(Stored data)
***

PR #3702, opened 2026-06-29
Docs: clarify when to use a guardrail vs. tool approval

Tarshann:
﻿### What
Adds a "Guardrails vs. tool approval — which gate when" section to
`docs/human_in_the_loop.md`, plus a one-line cross-reference from the
"Tool guardrails" section of `docs/guardrails.md`.

### Why
The SDK ships two distinct interception points — input/output/tool **guardrails**
(content checks that can tripwire-halt a run, or skip/replace a tool call) and
per-tool **`needs_approval`** (pauses a specific tool call into
`RunResult.interruptions` for an out-of-band decision) — and even documents their
*ordering*, but never says *which one to reach for*. Users repeatedly conflate the
two (e.g. #2868). This adds a decision table, rules of thumb, and the safety note
that `needs_approval` defaults to `False` (opt-in, not deny-by-default), with an
explicit gating recipe and the dynamic `(ctx, params, call_id) -> bool` callable form.

### Scope
Docs-only, additive, no new dependency. Folded into the existing in-nav
`human_in_the_loop.md` rather than a new page, to avoid touching the i18n
(ja/ko/zh) nav blocks. Happy to split into a standalone page if preferred — the
section lifts out cleanly.

### Verification
- `mkdocs build` succeeds; built with and without this change — both emit an
  identical set of pre-existing warnings (zero new warnings), and the new anchor
  and cross-reference resolve in the generated HTML.
- All API symbols in the snippets were checked against `openai-agents` 0.17.7:
  `function_tool(needs_approval=...)` (default `False`), the async
  `(ctx, params, call_id) -> bool` callable, `RunResult.interruptions`,
  `RunResult.to_state()`, `RunState.approve(item)`, `RunState.reject(item, ...)`,
  and `Runner.run(agent, state)`.


seratch:
Thanks for sharing this suggestion. However, we think human approvals and tool guardrails are different use cases, so we don't want to have this section in the docs.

***

▶ **TASK OBJECTIVE**: Find "into" in the preceding records. Copy each line that holds it.

▶ **EXERCISE SOLUTION**:
per-tool **`needs_approval`** (pauses a specific tool call into
Docs-only, additive, no new dependency. Folded into the existing in-nav
(ja/ko/zh) nav blocks. Happy to split into a standalone page if preferred — the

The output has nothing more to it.